_SUPPLIED MATERIAL_:
================================

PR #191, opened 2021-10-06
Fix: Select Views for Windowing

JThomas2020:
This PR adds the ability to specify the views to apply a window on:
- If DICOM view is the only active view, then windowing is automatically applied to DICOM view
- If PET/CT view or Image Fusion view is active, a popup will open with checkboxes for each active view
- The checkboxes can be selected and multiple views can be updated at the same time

================================

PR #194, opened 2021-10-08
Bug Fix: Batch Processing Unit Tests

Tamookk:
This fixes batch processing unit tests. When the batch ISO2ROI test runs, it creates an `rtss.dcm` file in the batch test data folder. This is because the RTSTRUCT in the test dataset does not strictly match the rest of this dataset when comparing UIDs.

================================

_THE TASK_:
After locating the line with "PR #191, opened 2021-10-06" in the material above, return it and each line after it exactly, ending at the line with "- The checkboxes".

_SOLUTION TO THIS TASK_:
PR #191, opened 2021-10-06
Fix: Select Views for Windowing

JThomas2020:
This PR adds the ability to specify the views to apply a window on:
- If DICOM view is the only active view, then windowing is automatically applied to DICOM view
- If PET/CT view or Image Fusion view is active, a popup will open with checkboxes for each active view
- The checkboxes can be selected and multiple views can be updated at the same time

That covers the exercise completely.